- **Your assignment**:
Wherever "makes" turns up in a line of the entries below, that line counts. Say how many such lines there are, with no other words.

- **Supplied records**:
PR #2550, opened 2026-06-30
Add CustomSectionReader -> BinaryReader conversion

WorldSEnder:
Construction by hand does not preserve features field of the parser.

This also shrinks the parser to the remaining data. Passing the reader as a field of `KnownCustom::Unknown` would break consumers, hence this is a standalone method here. The recommended approach is thus to use it as

```rust
match custom.name() {
  "my-interesting-custom-section" => foo(custom.data_reader()),
  _ => {},
}
```


alexcrichton (approved):
Thanks!

PR #2553, opened 2026-07-01
fix: use ptr-sized type when returning via ptr indirection under memory64

christoph-dfinity:
Follow-up to #2544 (I missed these)


alexcrichton (approved):
Thanks!

PR #2555, opened 2026-07-01
Initial work for `versionsuffix` and `external-id`

### LINKED ISSUE #2551: wast: WASM_PARENS_DEPTH too high on `aarch64-unknown-linux-gnu`
```console
$ rustc -vV
rustc 1.96.0 (ac68faa20 2026-05-25)
binary: rustc
commit-hash: ac68faa20c58cbccd01ee7208bf3b6e93a7d7f96
commit-date: 2026-05-25
host: aarch64-unknown-linux-gnu
release: 1.96.0
LLVM version: 22.1.2

$ cargo test --test cli -- tests/cli/component-model/very-nested.wast
[...]
       thread '<unknown>' (2755691) has overflowed its stack
       fatal runtime error: stack overflow, aborting
[...]

$ RUST_MIN_STACK=3000000 cargo test --test cli -- tests/cli/component-model/very-nested.wast
[...]
test result: ok ...
```

I can also get the test to pass by setting [`MAX_PARENS_DEPTH`](https://github.com/bytecodealliance/wasm-tools/blob/41cf129bfec14e710323271691d3c2c95dee9b05/crates/wast/src/parser.rs#L86) from 100 to...99. 😂

This happens to be a Linux VM on a Mac if that makes any difference.

alexcrichton:
This is intended to at least start laying groundwork and implementation for two features in the component model that this repository does not yet implement:

* `(versionsuffix "...")` for components -- introduced in WebAssembly/component-model#536 this is intended to pave a path forward to canonicalizing versions in component imports/exports in the future. For example where today you'd import `a:b/c@1.0.0` tomorrow you'd import `a:b/c@1`. This is not yet fully integrated into `wit-component`, however, and further work will be necessary for bindings generators as well to take advantage of this. It's all encoded in the same place as `external-id`, though, so I figured I'd at least start to lay the groundwork.

* `(external-id "...")` for components -- being introduced in WebAssembly/component-model#672 this is intended to attach arbitrary metadata to imports/exports in a component. This is surfaced in WIT as an `@external-id("...")` attribute. This should be hooked up throughout this implementation to WIT and such such that the implementation is intended to be complete. There's probably something I forgot, but all the major pieces should be there.

The `versionsuffix` parsing/validation is gated by a new `cm-canon-names` feature, and the `external-id` parsing/validation is gated behind the preexisting `cm-implements` feature to match the specification's classification.

Closes #2551


ricochet:
Heads up that gating `external-id` to instances is different from the spec PR. IMO gating on instances is the right call so we should funnel that back to the spec. AKA right now this PR has `external_id` only on `WorldItem::Interface`, not on Function/TypeDef.

Right now the Explainer's motivating example puts `external-id` on a bare `func` import:

```wat
(component $ESM
  (import "slugify"
    (external-id "https://esm.unpkg.com/slugify@1.6.6")
    (func (param "text" string) (result string)))
)
```

fitzgen (approved):
LGTM

PR #2557, opened 2026-07-06
Make parsing errors downcastable

PhoebeSzmucer:
This is a follow up to my earlier PRs i particular https://github.com/bytecodealliance/wasm-tools/pull/2465 and https://github.com/bytecodealliance/wasm-tools/pull/2482

Originally when the parsing errors were migrated to be structured errors, I didn't make them downcastable (like I did the resolver errors in https://github.com/bytecodealliance/wasm-tools/pull/2482). This PR fixes that - the errors are now downcastable, instead of being eagerly rendered into strings.


crates/wit-parser/src/lib.rs
```diff
@@ -347,32 +347,12 @@ impl UnresolvedPackageGroup {
     /// files.
     #[cfg(feature = "std")]
     pub fn parse_dir(path: impl AsRef<Path>) -> anyhow::Result<UnresolvedPackageGroup> {
```
PhoebeSzmucer, line 349: I kept this function, because it has some external consumers.

alexcrichton (approved):
Thanks!

PR #2559, opened 2026-07-07
Add `SourceMap::resolve_span` for resolving global span locations

PhoebeSzmucer:
This PR adds `SourceMap::resolve_span(Span) -> Option<SpanLocation>`, which resolves a global span to its source file and a file-local byte range. This makes it possible for consumers of wit-parser to get precise error locations.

- **Response to this task**:
2